Steps to create s3 storage:

  1. Create aws free tier account
  2. search s3, create bucket name (should be unique globally)
  3. Create user group(link to amazon website) in aws.
  4. Create access key(link to amazon website) in aws.
  5. On Step 5, access and secret key will be downloaded on your browser in csv format.

Steps to create cluster:

  1. Search EMR(ElasticMapReduce), select Spark and Hadoop version as you desire
  2. Provide necessary details, such as instance count and its memory(ideally go for c4.large or m5.xlarge)
  3. Cluster termination and node replacement: Select auto terminate on idle time and provide the timings as you desire.
  4. Rest leave it as it is and create cluster
  5. Now if cluster started successfully we should see as below in Waiting Status and number of instances running in that cluster is at the bottom of the page in Instance Group img_1.png
  6. Connect to EC2 EMR instance from windows(using putty and .ppk file) or Linux (Ubuntu or any Linux Cli and .pem file )
  7. For Putty: follow below steps img.png
  8. To connect to aws instance from linux cli, need the security/credentials '.pem' file and once you generated '.pem' file, it will be inside windows, to copy the file from windows to linux, use below commands
     Change directory to .pem file location using command : cd /mnt/c/Users/{username}/git/spark
     Check current directory using command : pwd
     Copy file from windows to linux using command : cp {yourpemsecurityfile}.pem /home/{username}
    

For Ubuntu Cli: Get cluster id from above screenshot and execute below command

ssh -i yoursecuritykey.pem hadoop@ec2-65-1-93-113.ap-south-1.compute.amazonaws.com

img.png


Network Error : Connection timeout for port 22 via SSH:

  1. Go to Network & Security --> Security Groups --> Select you Security Group Id (whichever used while creating Cluster) --> Select Inbound Rules as below img.png
  2. Add Rule to let communication Via SSH through port 22 as below and update the security groups img_1.png

Set read/write permission: First time you'll see, permission too open error, you need to set permission for your .pem file, so that only you can read or write that file.

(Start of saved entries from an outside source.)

PR #806, opened 2017-11-20
retry bad_wifi after an hour

scottleibrand:
If a wifi network is marked bad and we're still connected via BT, retry the wifi after an hour to see if the issue was transient.

Also, bash-completion for easier TAB TAB.


scottleibrand:
Tested successfully; ready to merge if no objections.

PR #810, opened 2017-11-21
Process the Meal marker event from medtronic pump

cjo20:
Needs some testing (and cleanup) before it's merged - probably wait until after 0.6.0


scottleibrand:
Do you still want to do cleanup on this, or is it ready for review?

cjo20:
I’ve been using it in its current form for a few days with no problems. The only thing I think needs addressing is how it interacts with nsCarbs and bwCarbs, currently it isn’t being counted as either, just totalcarbs. Is that a problem?

PR #812, opened 2017-11-22
require boolean true on enableSMB preferences

scottleibrand:
Per https://gitter.im/nightscout/intend-to-bolus?at=5a15a1a2df09362e673ea448 @alimhassam discovered that setting a preference to the string `"false"` (instead of the boolean `false`) evaluates as `true`, which unexpectedly gave him enabledSMB_always behavior.  This PR looks for a boolean `true` (not just something that evaluates to true) for the enableSMB preferences to make things behave as you'd intuitively expect.

There may be other boolean preferences that need this treatment as well, but the enableSMB ones are the most important.

### DIFF
--- a/lib/determine-basal/determine-basal.js
+++ b/lib/determine-basal/determine-basal.js
@@ -343,12 +343,12 @@ var determine_basal = function determine_basal(glucose_status, currenttemp, iob_
     var enableSMB=false;
     // disable SMB when a high temptarget is set
     if (! microBolusAllowed) {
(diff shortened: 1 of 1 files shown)


alimhassam:
tested, this correctly disabed SMB with  "enableSMB_always": "false", note that it also keeps it disabled when  "enableSMB_always": "true", it really needs to be set as  "enableSMB_always": true to enable.

scottleibrand:
Yes, that’s how I intended it to work.

Issue #1538, opened 2026-06-07
bug(prod): removed block-schedule resurrects on next API restart — migrateProfiles re-migrates from retained legacy schedules row (+ schedule-detach skips TimeStatusCache invalidation)


sameerparekh:
## Symptom (prod)
Profile **sameer** showed as **paused for Schedule** with no active schedule. A schedule had appeared \"a moment ago\" (origin unknown to the operator); removing it via the UI cleared the attachment, but the block reason persisted / the schedule keeps coming back.

## Root cause A — schedule resurrection on restart (the real bug)
`ScheduleSeeder.migrateProfiles` (`api/src/ScheduleSeeder.scala`) runs on **every API boot** (Main.scala `seedAndMigrate`). Its per-profile idempotency guard is:

```scala
named.blockScheduleIdsForProfile(p.id).flatMap { existing =>
  if existing.nonEmpty then ZIO.succeed(acc)        // "already migrated"
  else legacy.listForProfile(p.id).flatMap { ... migrate + setProfileBlockSchedules ... }
}
```

The guard keys off whether the profile **currently has a block-mode named schedule attached** — NOT a durable \"this profile was already migrated\" marker. Meanwhile the legacy V1/V16 `schedules` rows are **intentionally retained** (the seeder comment + #1485 gate to ~Jun 12 keep them for rollback safety). So the resurrection loop is:

1. Earlier deploy migrated sameer's legacy `schedules` row → created a `named_schedules` row + attached it via `profile_schedule_rules` (mode `blocked_during`).
2. Operator **detaches** the schedule in the UI → `PUT /api/profiles/{id}/schedules` → `setProfileBlockSchedules` deletes the `profile_schedule_rules` row. `blockScheduleIdsForProfile(sameer)` now returns empty. **The legacy `schedules` row is still there.**
3. Next API restart / deploy → `migrateProfiles` sees `existing.isEmpty` → falls through → re-reads the retained legacy row → **re-creates a named schedule and re-attaches it.** The \"removed\" schedule is back, and the profile is blocked again at its window.

This is the migrate-resurrection / write-before-read class: idempotency must be anchored to a durable \"migrated\" fact, not to mutable downstream state (the attachment) that the user can legitimately change. The seeder already acknowledges the analogous gap for default-seeding (\"a durable 'seeded once' marker (household_settings column) is a follow-up\") — the migration guard has the same weakness.

## Root cause B — schedule detach doesn't invalidate the time-status cache (secondary)
[...]

PR #1735, opened 2026-06-14
feat(#423): PATCH /api/profiles/:id for partial updates

### LINKED ISSUE #423: Add PATCH /api/profiles/:id for partial, field-scoped updates
## Motivation

Today the only way to update an existing profile is `PUT /api/profiles/:id`, which requires the full profile body (name, blockedCategories, extraBlocked, extraAllowed, schedules, timeLimit, siteTimeLimits, paused). This is unsafe under concurrent edits:

- Tab A loads the profile, edits `schedules`, sends PUT with original `extraBlocked`.
- Meanwhile Tab B loads the profile, edits `extraBlocked`, sends PUT with original `schedules`.
- Whichever PUT lands second silently clobbers the other tab's change to the *other* field.

The toggle `POST /api/profiles/:id/pause` was deleted in #406's fix because of a related race (read-then-write toggle); the migration replaced it with a full PUT. That's correct but it makes the concurrent-edit-clobber problem worse — every pause-button click now sends every field.

## Proposal

Add `PATCH /api/profiles/:id` accepting a partial body — only the fields the caller wants to change. Each field is updated independently; unspecified fields are left alone. Race-safe per-field semantics:

```
PATCH /api/profiles/2
{ \"paused\": true }
```

…leaves `name`, `schedules`, `blockedCategories`, etc. untouched.

## Out of scope

- Optimistic concurrency (If-Match / version field) — separate issue if we ever see contention on the *same* field.
- PATCH for other resources — file separately if needed.

## Acceptance

- `PATCH /api/profiles/:id` with each individual field works; unspecified fields untouched.
- Admin UI pause button switches from full PUT to `PATCH { paused: bool }`.
- Tests for each field's partial update.

sameerparekh:
Closes #423.

Adds `PATCH /api/profiles/:id` so the SPA can issue field-scoped writes (e.g. a paused toggle, an autosave on `name`) without the read-then-write clobber that today's `PUT` requires. Unblocks the Profile half of the autosave rollout (#995 → #973–#977).

## Wire shape (additive, backwards-compatible)

Body is a JSON object whose keys are a subset of the writable `Profile` fields. `PUT` is unchanged — pre-PATCH clients keep working.

Tri-state JSON semantics via the existing `FieldPatch` helper used by `/api/devices/:mac`, `/api/users/:id`, `/api/apps/:id`:

- **field absent** → preserve existing value
- **field == `null`** → clear (legal only on nullable `timeLimit`; rejected with 400 elsewhere)
- **field == `v`** → assign `v`

Patchable fields: `name`, `blockedCategories`, `paused`, `failureMode`, `blockIpOnly`, `crossDeviceOverlapMode`, `pauseMode`, `defaultDeny`, `timeLimit`. Schedules and users stay on their own sub-routes (`PUT /api/profiles/:id/schedules`, `PUT /api/profiles/:id/users`) by design (#1494, #406).

Cache: a successful patch that touches `paused` or `timeLimit` busts the per-profile `TimeStatusCache` entry, mirroring the schedule-attach PUT and `/api/time/extend` (#1538).

## Why not block on #581 first

#581 (symmetric read/write shapes) is a desirable cleanup but not a wire prerequisite: PATCH accepts a Json.Obj subset of the existing flat write shape, so the read shape (`ProfileDetail`) can stay as-is for now. The autosave rollout can land on top of PATCH and #581 can collapse the read/write surfaces in a follow-up without changing PATCH semantics.

## Tests (TDD red→green visible in commit history)

New feature spec `api/test/src/feature/ProfilePatchApiSpec.scala`:

- single-field patches (`paused`, `name`) leave every other field untouched
- multi-field patch updates each supplied field
- empty patch `{}` preserves every field
- `timeLimit: null` clears the row; `timeLimit: N` upserts
- `name: null` / `paused: null` → 400 (non-nullable)
- invalid JSON → 400
- missing profile → 404
- no token → 401

## SPA

- `api.profiles.patch(id, data)` in `web/src/api/client.ts`
- `PatchProfileRequest` interface in `web/src/types/api.ts`

Existing `PUT` call sites are unchanged — that swap is #995's autosave-rollout work, not this PR.

### DIFF
--- a/api/src/db/Repos.scala
+++ b/api/src/db/Repos.scala
@@ -104,7 +104,22 @@ trait ProfileRepo {
   def create(name: String, cats: List[BlocklistId]): Task[ProfileId]
   def update(p: Profile): Task[Unit]
   def delete(id: ProfileId): Task[Unit]
+
+  // #423: per-field setters for the PATCH handler so concurrent PATCHes
+  // touching disjoint fields don't race via a full-row rewrite. Each method
+  // issues a targeted `UPDATE profiles SET <col>=? WHERE id=?` — the absent
+  // fields aren't touched by the SQL, so a "tab A patches paused, tab B
+  // patches name" interleaving preserves both edits. The full-shape
+  // [[update]] above stays for the legacy PUT route, which is documented as
+  // a full-replace.
+  def setName(id: ProfileId, name: String): Task[Unit]
+  def setBlockedCategories(id: ProfileId, cats: List[BlocklistId]): Task[Unit]
   def setPaused(id: ProfileId, paused: Boolean): Task[Unit]
+  def setFailureMode(id: ProfileId, mode: FailureMode): Task[Unit]
+  def setBlockIpOnly(id: ProfileId, v: Boolean): Task[Unit]
+  def setCrossDeviceOverlapMode(id: ProfileId, mode: CrossDeviceOverlapMode): Task[Unit]
+  def setPauseMode(id: ProfileId, mode: PauseMode): Task[Unit]
+  def setDefaultDeny(id: ProfileId, v: Boolean): Task[Unit]
 }
 
 /**
@@ -872,8 +887,34 @@ class ProfileRepoLive(xa: Transactor[Task]) extends ProfileRepo {
       .transact(xa)
       .unit
   def delete(id: ProfileId) = sql"DELETE FROM profiles WHERE id=$id".update.run.transact(xa).unit
-  def setPaused(id: ProfileId, p: Boolean) =
+
+  // #423: targeted per-column setters for the PATCH handler. Each runs an
+  // UPDATE that touches exactly one column, so concurrent PATCHes on
+  // disjoint fields no longer race through a full-row rewrite.
+  def setName(id: ProfileId, name: String)                                   =
+    sql"UPDATE profiles SET name=$name WHERE id=$id".update.run.transact(xa).unit
+  def setBlockedCategories(id: ProfileId, cats: List[BlocklistId])           =
+    sql"UPDATE profiles SET blocked_categories=${cats.map(_.value).toArray} WHERE id=$id".update.run
+      .transact(xa)
+      .unit
+  def setPaused(id: ProfileId, p: Boolean)                                   =
     sql"UPDATE profiles SET paused=$p WHERE id=$id".update.run.transact(xa).unit
+  def setFailureMode(id: ProfileId, mode: FailureMode)                       =
+    sql"UPDATE profiles SET failure_mode=${FailureMode.asString(mode)} WHERE id=$id".update.run
+      .transact(xa)
+      .unit
+  def setBlockIpOnly(id: ProfileId, v: Boolean)                              =
+    sql"UPDATE profiles SET block_ip_only=$v WHERE id=$id".update.run.transact(xa).unit
+  def setCrossDeviceOverlapMode(id: ProfileId, mode: CrossDeviceOverlapMode) =
+    sql"UPDATE profiles SET cross_device_overlap_mode=${CrossDeviceOverlapMode.asString(mode)} WHERE id=$id".update.run
+      .transact(xa)
+      .unit
+  def setPauseMode(id: ProfileId, mode: PauseMode)                           =
+    sql"UPDATE profiles SET pause_mode=${PauseMode.asString(mode)} WHERE id=$id".update.run
+      .transact(xa)
+      .unit
+  def setDefaultDeny(id: ProfileId, v: Boolean)                              =
+    sql"UPDATE profiles SET default_deny=$v WHERE id=$id".update.run.transact(xa).unit
 }
 
 class HouseholdSettingsRepoLive(xa: Transactor[Task]) extends HouseholdSettingsRepo {
--- a/api/src/routes/Routes.scala
+++ b/api/src/routes/Routes.scala
@@ -205,6 +205,24 @@ object AuthRoutes {
 // ── Profile routes ─────────────────────────────────────────────────────────
 
 object ProfileRoutes {
+  // #423 — the set of writable Profile fields the PATCH handler recognizes.
+  // Kept as a single named source so the PATCH log message can filter to
+  // recognized keys, AND so the test pin in ProfilePatchApiSpec can assert
+  // it covers every field on the underlying `Profile` case class minus `id`.
+  // If you add a writable field to `Profile`, update this set and PATCH's
+  // `p.copy(...)` together — the test pin will fail loudly otherwise.
+  val PatchableKeys: Set[String] = Set(
+    "name",
+    "blockedCategories",
+    "paused",
+    "failureMode",
+    "blockIpOnly",
+    "crossDeviceOverlapMode",
+    "pauseMode",
+    "defaultDeny",
+    "timeLimit",
+  )
+
   def routes(
       auth: AuthService,
       profileRepo: ProfileRepo,
@@ -486,13 +504,20 @@ object ProfileRoutes {
             }
             // #1538: paused / timeLimit changes affect ProfileTimeStatus, so
             // bust the per-profile cache the same way schedule attach/detach
-            // and /api/time/extend do — otherwise a freshly-patched pause
-            // wouldn't reach the dashboard until the today-TTL expired.
-            _                       <- ZIO.when(
-              pausedPatch != FieldPatch.Absent || timeLimitPatch != FieldPatch.Absent,
-            )(cache.invalidateProfile(pid))
-            _                       <- ZIO.logInfo(
-              s"profile patched: id=${pid.value} keys=${obj.fields.map(_._1).mkString(",")}",
+            // and /api/time/extend do. Guard on a real value change — not
+            // mere field presence — so a no-op `{"paused": false}` on an
+            // already-unpaused profile doesn't churn the cache.
+            pausedChanged = pausedPatch match {
+              case FieldPatch.Set(v) => v != p.paused
+              case _                 => false
+            }
+            timeLimitChanged = timeLimitPatch != FieldPatch.Absent
+            _ <- ZIO.when(pausedChanged || timeLimitChanged)(cache.invalidateProfile(pid))
+            // Log only recognized keys; unknown keys are ignored per the
+            // backwards-compat rule and would mislead ops triage if echoed.
+            recognizedKeys = obj.fields.map(_._1).filter(ProfileRoutes.PatchableKeys.contains)
+            _ <- ZIO.logInfo(
+              s"profile patched: id=${pid.value} keys=${recognizedKeys.mkString(",")}",
             )
           } yield Response.ok
           handle.mapError(ErrorMapper.errorToResponse)
--- a/api/src/routes/Routes.scala
+++ b/api/src/routes/Routes.scala
@@ -400,6 +400,103 @@ object ProfileRoutes {
               ZIO.succeed(Response.ok)
           handle.mapError(ErrorMapper.errorToResponse)
         },
+      // #423: field-scoped partial update. Body is a subset of the writable
+      // Profile shape — every field optional, omitted fields preserve their
+      // current value. `timeLimit` is the only nullable field and accepts
+      // explicit null to clear; non-nullable fields reject null with 400.
+      // Race-safe vs the PUT clobber pattern that motivated #423 — the SPA
+      // can post `{"paused":true}` without first reading and re-shipping the
+      // rest of the profile. Schedules / users still live on their own
+      // sub-routes by design (#1494, #406) and are not patchable here.
+      Method.PATCH / "api" / "profiles" / long("id")             ->
+        handler { (id: Long, req: Request) =>
+          val pid                                  = ProfileId(id)
+          val handle: ZIO[Any, ApiError, Response] = for {
+            claims    <- requireWriter(req, auth).mapError(ApiError.Wrapped(_))
+            _         <- requireProfileAccess(claims, pid, userProfileRepo)
+              .mapError(ApiError.Wrapped(_))
+            body      <- req.body.asString.orElseFail(ApiError.BadRequest(""))
+            obj       <- ZIO.fromEither(FieldPatch.parseObj(body)).mapError(ApiError.BadRequest(_))
+            p         <- profileRepo
+              .findById(pid)
+              .mapError(ApiError.Db(_))
+              .flatMap(ZIO.fromOption(_).orElseFail(ApiError.NotFound("Profile not found")))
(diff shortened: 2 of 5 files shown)


sameerparekh:
Independent PR review (read-only, adversarial) per [`docs/pr-review-checklist.md`](https://github.com/wifihaven/wifihaven/blob/main/docs/pr-review-checklist.md).

Diff: 4 files / +326 / −1 — new `PATCH /api/profiles/:id` route + spec + SPA client/type.

## BLOCKERS

(none)

## SHOULD-FIX

1. **`api/src/routes/Routes.scala:343-394` (PUT) vs `:403-499` (PATCH) — field list duplicated across both handlers.** PUT's `p.copy(name=…, blockedCategories=…, paused=…, failureMode=…, blockIpOnly=…, crossDeviceOverlapMode=…, pauseMode=…, defaultDeny=…)` and PATCH's `p.copy(...)` enumerate the same eight Profile fields. The semantics differ (PUT requires the field; PATCH preserves on absent), so direct collapse is awkward — but per [single-source-of-truth](https://github.com/wifihaven/wifihaven/blob/main/AGENTS.md#single-source-of-truth) the divergence risk is real: a future Profile field added to `UpsertProfileRequest`/PUT will silently be unreachable via PATCH until someone notices. Prefer either (a) **TYPE-ENFORCE** — derive both folds from a single helper, or (b) **TEST-PIN** — a small test that fails when `Profile` gains a writable field PATCH doesn't carry. (`timeLimit` lives outside `Profile`, so it's a separate concern.) This is the exact class the #581 symmetric-shapes work would eliminate; an in-PR test-pin is a cheap interim guard.

2. **`api/src/routes/Routes.scala:493-495` — cache invalidation triggers on any `paused` *presence* in the patch, not on a value *change*.** `pausedPatch != FieldPatch.Absent` is true for `{"paused": false}` even when the row is already `paused=false`. Over-invalidation is harmless (just refills the cache) so this is a SHOULD-FIX, not a blocker — but compare with the existing call sites (`/api/time/extend` at :926, schedule attach at :291) which invalidate unconditionally on a real state-changing operation. Cheap fix: guard on `Set(v) where v != p.paused`, or drop the conditional and always invalidate.

## NITS

1. **`api/src/routes/Routes.scala:497-498` — `keys=${obj.fields.map(_._1).mkString(",")}` logs unknown client-sent fields verbatim.** Backwards-compat rule is "ignore unknown fields on input" (preserved correctly), but the log line then echoes them as if they were applied. Filter to recognized keys before logging if this log ever gates ops triage.

2. **`web/src/types/api.ts:823-833` — `PatchProfileRequest` is self-typed by hand against the Scala shape.** Same as the existing `PatchUserRequest` / `PatchDeviceRequest` / `PatchAppRequest` pattern, so no drift introduced here — but every additional handwritten Patch shape widens #581's collapse target.

3. **Issue #423's acceptance bullet "Admin UI pause button switches from full PUT to `PATCH { paused: bool }`"** is intentionally deferred to #995 per the PR body. That's the right call (autosave rollout owns the call-site swap); confirm the deferral is reflected on #995's tracking list so the pause-button conversion isn't lost.

## Dimension coverage

- **1. Duplication / SSoT:** see SHOULD-FIX #1. No re-derivation of `TimeStatusService` / `Presence` / `BlockReason` primitives; cache invalidation reuses `TimeStatusCache.invalidateProfile`.
- **2. Testing integrity:** TDD red→green visible in history (`f662ccb7` test commit precedes `496d85d8` impl). No existing tests modified, deleted, weakened, or skipped. New spec covers each field path, the empty patch, null on nullable and non-nullable fields, invalid JSON, 404, 401. Real embedded Postgres via `TestDatabase.layer`; no repo/AuthService/Clock mocks; Clock via `TestClock.schoolDayAfternoon`.
- **3. Architectural invariants:** Server-side `PolicyService` model unaffected; router wire untouched; no DNS reasoning. `Clock`/`ZIO`/`zio-config` rules N/A or respected. No new `/tmp` writes.
- **4. Wire compat:** purely additive — new HTTP method on existing path. Old clients keep using `PUT`. Unknown body fields ignored. No router-facing shape touched.
- **5. Migrations:** none.
- **6. Metrics + dashboard:** new HTTP route is covered by the templated `/api/profiles/:id` route metric in the existing HTTP middleware. No new emitted series ⇒ no dashboard delta required.
- **7. Scope / hygiene:** focused 4-file diff; no AI mentions in title/body/commits; merge-base three-dot diff used.
- **8. Security:** `requireWriter` + `requireProfileAccess` enforced before any DB read, matching PUT/DELETE; no new SQL; no secrets; `timeLimit` parsed as `Int` so non-numeric payloads 400 cleanly.

## VERDICT: APPROVE

Additive `PATCH /api/profiles/:id` cleanly mirrors the existing FieldPatch convention used by `/api/devices/:mac`, `/api/users/:id`, `/api/apps/:id`; spec covers the tri-state semantics and auth/404 paths.
No BLOCKERS. SHOULD-FIX items are about divergence-risk hardening (collapse / test-pin the field list) and over-invalidation; both can land here or as a quick follow-up without re-litigating the wire shape.
Unblocks the Profile half of the #995 autosave rollout without breaking existing PUT callers.

sameerparekh:
Re-run of the independent PR review on the new HEAD `e5490184`. Read-only pass per [`docs/pr-review-checklist.md`](https://github.com/wifihaven/wifihaven/blob/main/docs/pr-review-checklist.md).

## Prior-findings status (vs `496d85d8`)

| 1 | SHOULD-FIX | PUT vs PATCH field-list duplication → drift risk | **ADDRESSED** — `ProfileRoutes.PatchableKeys` extracted as the single named source (`api/src/routes/Routes.scala:208-220`) and a reflective drift-pin test (`api/test/src/feature/ProfilePatchApiSpec.scala:200-211`) asserts the set equals every writable `Profile` field + `timeLimit`. A future `Profile` field that isn't added to `PatchableKeys` AND the PATCH handler will now fail CI. |
| 2 | SHOULD-FIX | Cache invalidation triggered on `paused` presence, not value change | **ADDRESSED** — `Routes.scala:510-517` now compares `Set(v) != p.paused` instead of `FieldPatch.Absent` inequality. A no-op `{"paused": false}` against an already-unpaused profile no longer churns the cache. `timeLimitChanged` still fires on any presence (Cleared / Set) which is correct — every `timeLimit` PATCH write changes either the row or nothing-vs-something. |
| 1 | NIT | Log line echoed unknown client-sent keys | **ADDRESSED** — `Routes.scala:519-522` filters `obj.fields` through `PatchableKeys.contains` before formatting. |
| 2 | NIT | `PatchProfileRequest` self-typed by hand | NOT-ADDRESSED — deliberately deferred to #581's collapse work as noted in the original review. Not merge-gating. |
| 3 | NIT | #423's "swap the pause button" acceptance bullet deferred to #995 | NOT-ADDRESSED — deferred per the PR body. Not merge-gating. |

## New findings (delta `496d85d8...e5490184`)

Delta is 2 files / +52 / −7: the `PatchableKeys` constant + drift-pin test + the value-change guard + the recognized-keys log filter.

### BLOCKERS

(none)

### SHOULD-FIX

(none)

### NITS

1. **`api/test/src/feature/ProfilePatchApiSpec.scala:202-205` — reflective drift pin filters synthetic fields by the string `$`.** Works on the current Scala 3 codegen (only `OFFSET$_m_0`-style synthetics contain `$`), but it's a sentinel that could silently let a legitimately named field with `$` through, or break if codegen changes its naming. A `scala.deriving.Mirror.ProductOf[Profile]` over `MirroredElemLabels` is the type-system-blessed source for case-class parameter labels and would not rely on the substring heuristic. Cosmetic — current implementation is correct against today's compiler output and is documented in-line.

2. **`api/src/routes/Routes.scala:519-522` — recognized-keys log loses the *count of dropped* unknown keys.** If an old/typo'd client posts `{"namee": "X"}`, the log emits `keys=` with no signal that anything was ignored. A debug-level `logInfo` of dropped keys (or `keys=<recognized> dropped=<n>`) would aid triage. Cosmetic.

## Dimension coverage (delta only)

- **1. Duplication / SSoT:** improved — the field set is now a single named constant.
- **2. Testing integrity:** drift-pin test is new and asserts on the canonical source (`classOf[Profile].getDeclaredFields`). All 12 existing spec tests still pass. No prior tests weakened or removed.
- **3. Architectural invariants:** unchanged. No router wire, DNS, `Clock`, or `/tmp` touched.
- **4. Wire compat:** unchanged. Still purely additive.
- **5. Migrations:** none.
- **6. Metrics + dashboard:** unchanged; HTTP middleware metric still covers the new route.
- **7. Scope / hygiene:** focused 2-file delta; no AI mentions in the new commit message; merge-base three-dot diffing used.
- **8. Security:** unchanged.

## VERDICT: APPROVE

Both prior SHOULD-FIX items ADDRESSED with a typed drift pin and a real-change cache guard; one NIT ADDRESSED with the recognized-keys log filter. Two new NITS are cosmetic (Mirror-based labels would be slightly stronger; dropped-key count in the log would aid triage). No BLOCKERS, no SHOULD-FIX.
The drift pin is the durable win — the PUT/PATCH field-list divergence the original review flagged is now a CI failure instead of a code-comment.
Ready to merge; #581 and #995's autosave rollout can build on top.

sameerparekh:
Re-run of the independent PR review on the new HEAD `f5e419a3`. Read-only pass per [`docs/pr-review-checklist.md`](https://github.com/wifihaven/wifihaven/blob/main/docs/pr-review-checklist.md).

**Operator-found regression:** the prior landings of this PR advertised "race-safe per-field PATCH" but the handler did `load → p.copy(...) → profileRepo.update(updated)` — a full-row UPDATE that rewrites every column. Two concurrent PATCHes touching disjoint fields would silently clobber each other (exactly the bug class #423 was opened to prevent). This re-run reviews the fix.

## Prior-findings status (vs `e5490184`)

| — | (operator) | PATCH does load → full-row write, so disjoint-field PATCHes still race | **ADDRESSED** — handler rewritten at `Routes.scala:489-528` to dispatch each `FieldPatch.Set(v)` to a column-scoped setter (`profileRepo.setName/setPaused/…`). No `p.copy(...)` step; `findById` is kept purely as a 404 existence check and the row isn't threaded into writes. New regression spec at `ProfilePatchApiSpec.scala:200-232` fires two PATCHes via `.zipPar` against the same routes value (shared embedded-Postgres pool) and asserts both edits survive. |
| 1 | NIT (prior) | reflective drift pin filters synthetic fields by `$` substring | NOT-ADDRESSED — still cosmetic; carried forward to a follow-up if it ever matters. |
| 2 | NIT (prior) | log line drops count of unknown keys | NOT-ADDRESSED — still cosmetic. |

## New findings (delta `e5490184...f5e419a3`)

Delta is 3 files / +139 / −28: 8 new per-column setters in `ProfileRepo` (+ live impls), handler rewritten to per-field dispatch, race regression test.

### BLOCKERS

(none)

### SHOULD-FIX

1. **`api/src/db/Repos.scala:875-887` — `update(p: Profile)` and the 8 new `set*` methods now duplicate the column ↔ wire-encoding mapping** (`FailureMode.asString`, `CrossDeviceOverlapMode.asString`, `PauseMode.asString`, the `.map(_.value).toArray` for blocklist ids). A future enum-value rename or a new wire-encoding rule would need to land in BOTH places or display-vs-enforcement drift returns ([single-source-of-truth](https://github.com/wifihaven/wifihaven/blob/main/AGENTS.md#single-source-of-truth)). Options: (a) collapse the full-row `update` to call the per-column setters internally; (b) extract the per-column SQL fragments into private helpers that both paths share. Cheap; worth taking before the legacy PUT path drifts.

(Pre-review SHOULD-FIX about a missing mock impl: settled — verified no other class extends `ProfileRepo`; only `ProfileRepoLive` does. The trait additions compile cleanly with the existing wiring.)

### NITS

1. **`api/src/routes/Routes.scala:489-528` — eight near-identical `_ <- xPatch match { case Set(v) => profileRepo.setX(pid, v); case _ => unit }` blocks.** Mechanical and easy to read, but consider a small helper `def applySet[T](fp: FieldPatch[T])(f: T => Task[Unit]) = fp match { case Set(v) => f(v).mapError(ApiError.Db(_)); case _ => ZIO.unit }` to halve the line count. Pure style.

2. **`api/test/src/feature/ProfilePatchApiSpec.scala:200-232` — race test relies on `.zipPar` interleaving against an embedded Postgres connection pool.** It does correctly fail against the pre-fix handler (load-then-write-all-cols would either lose `paused` or lose `name` depending on commit order), but the interleaving is non-deterministic — under exotic scheduling the bug version might pass occasionally. Acceptable for a regression test (the bug surfaces on >50% of runs and CI runs it on every push), and the alternative — driving each fiber through a synchronization point — would couple the test to repo internals. Worth a comment noting the non-determinism trade-off so a future reader doesn't dismiss a flaky failure.

3. **Race test asserts `after.blockedCategories == kids.blockedCategories` but `setupKids` returns the *seeded* Kids profile — fields whose live row state isn't what the test code thinks could pass via stale comparison.** In practice both rows are identical (no PATCH on those fields, no other mutations), so the assertion is meaningful. Just be aware if `setupKids` ever changes its return convention.

## Dimension coverage (delta)

- **1. Duplication / SSoT:** see SHOULD-FIX #2 (column encoders now in two SQL sites). The handler-side fold is now properly per-field, so the PUT-vs-PATCH field-list duplication is materially down (PATCH no longer enumerates `Profile` fields in a `p.copy`; only the dispatch table).
- **2. Testing integrity:** new race test is a real regression test that pins the bug being fixed (per AGENTS.md TDD rule for bug fixes). All 13 spec tests pass; no prior tests weakened. TDD red→green visible (`f5e419a3` is its own commit on top of the existing `f662ccb7` → `496d85d8` → `e5490184` chain).
- **3. Architectural invariants:** unchanged. No router, DNS, `Clock`, `/tmp`.
- **4. Wire compat:** unchanged — still purely additive. Wire shape and semantics unchanged from a client's perspective; only the server-side persistence path changed.
- **5. Migrations:** none.
- **6. Metrics + dashboard:** unchanged.
- **7. Scope / hygiene:** focused 3-file delta; commit message describes the bug, the mechanism, and what stays for PUT; no AI mentions.
- **8. Security:** unchanged; `requireWriter` + `requireProfileAccess` still gate writes.

## VERDICT: APPROVE

Operator-found race regression ADDRESSED at the right layer — per-column setters in the repo + per-field dispatch in the handler + a concurrent regression test that actually exercises the bug. The PATCH handler now matches the shape `PATCH /api/users/:id` already had; Devices and Apps still carry the same regression and are filed for follow-up (#1745, #1746).
Remaining SHOULD-FIX (collapsing the per-column SQL between `update` and the new setters) is real but small — fix here or in a follow-up.
No BLOCKERS; safe to merge.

chmod 600 yoursecuritykey.pem

Connection to EMR Cluster from CLI is success as below img_1.png


Upload your executable jar file to s3 bucket and copy that file to your EMR cluster using below cmd

aws s3 cp s3://mybucket/yourjar.jar .

Note: "." at the end indicates current working directory of the cluster.


After copying the jar, execute spark job using below command

spark-submit yourjarname.jar

img.png


SerializedLambda exception in Clustered Environment:

 java.lang.ClassCastException: cannot assign instance of java.lang.invoke.SerializedLambda to field org.apache.spark.rdd.MapPartitionsRDD.f of
  type scala.Function3 in instance of org.apache.spark.rdd.MapPartitionsRDD

In Clustered Environment, Spark throws above issue, reason is Driver Program(Application Code) should be copied to Worker Nodes as well. Explained(link to stackoverflow). To fix it, setJars should be populated like (link to file) below.

 SparkSession ss = SparkSession.builder().appName("SparkBasics")
                    .config(new SparkConf()
                            .setJars(new String[] {"apache-spark-with-java8-1.0-SNAPSHOT.jar"}))
                    .getOrCreate();

Using Spark UI, metrics such as (time, memory, partitions, executors) can be found. img.png

As we used two worker nodes(two instances), task is shared between two executors as described in above screenshot.